Both types of bone glues are initially conditioned by cleansing

with water and/or dilute acid solutions. The glue is extracted

in pressure tanks with a series of steam and hot water

applications. The dilute glue solutions are filtered or centrifuged

to remove suspended particles and free grease, followed by

vacuum evaporation, drying, and grinding.

Animal glues contain preservatives added during

manufacture to provide adequate protection under conditions of

normal usage and may contain foam control agents, depending

upon the end use.

Commercial Grades and Specifications

Animal glues are graded according to standard methods

developed and adopted by the National Association of Glue

Manufacturers (NAGM). Grades are based on gel strength and

viscosity values.

It is common to market animal glue under brand names or

grade designations identified by the midpoint gram values shown

in Table 1 or by National Association of Glue Manufacturers’

grade number.

Table 2 lists the typical properties of hide and bone types

of glues.

Viscosity of animal glue solutions vary over a wide range,

depending upon grade, concentration, and temperature. Table 3

lists typical viscosity values at 140ºF for a range of dry glue grades

at various concentrations.

CASEIN GLUES AND ADHESIVES

Introduction

Casein is milk protein, obtained from skimmed milk by

precipitation with sulphuric, hydrochloric or lactic acid, to a pH

of about 4.5.100 kgs. of milk usually yields about 3 kgs. of casein.

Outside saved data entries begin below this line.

PR #5487, opened 2021-11-26
Use the CPU features we require across neard and the runtime

nagisa:
This changeset does a couple different things. First and foremost it
makes `neard` verify the environment it is running in. It'll do so only
for production builds by default, making regular `cargo run` or `cargo
build` workflows work as usual.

The precipitated casein is filtered, washed thoroughly, ground

and screened to get 20 mesh or finer product for glue

manufacture. Commercial casein contains about 80-90 per cent

of protein, 1-4 per cent ash, 0-1-3 per cent of butter fat, 7-10

per cent moisture, 0-4 per cent lactose and 0-3 per cent acids

expressed as lactic acid. The composition and amounts of

impurities depend on, among other factors, the method of

manufacture. Reunet casein is not, as it is, suitable for glue

manufacture due to high ash content.

Properties

Casein is an off white powder. Its molecular weight is about

13000-19,000. It is insoluble in water at its isolectric point pH

4.6; the solubility increasing acidity or alkalinity, in the latter

it is more readily soluble. Fixed alkalies like sodium hydroxide,

remain in the glue line as sodium caseinate, a soluble salt while

calcium hydroxide on which water-resistant wood glues are

based, forms insoluble calcium caseinate in the glue line.

Similar insoluble caseinates are formed by zinc, chromium and

aluminium salts etc. Casein powder has a shelf life of above 1

year at 20ºC.

Casein adhesives are unsuitable for outdoor use although

they are more resistant to temperature changes and moisture than

other water-based adhesives. Resistance to dry heat up to 70ºC

is good, but under damp conditions the adhesives lose strength

and are subject to biodeterioration. Their resistance to organic

solvents is generally good. Casein adhesives are often compounded

with materials such as latex and dialdehyde starch to improve

durability. Strong alkaline nature of mixed casein adhesives often

affects the bonding of timber with high resin or oil content by virtue

of a saponification action on poorly wetting surface contamination.

Resultant bonds may be stronger than those obtained from

synthetic resins. Hard woods are subject to staining. Gap-filling

properties are good. Alkaline nature of casein glues precludes the

use of copper or aluminium mixing vessels.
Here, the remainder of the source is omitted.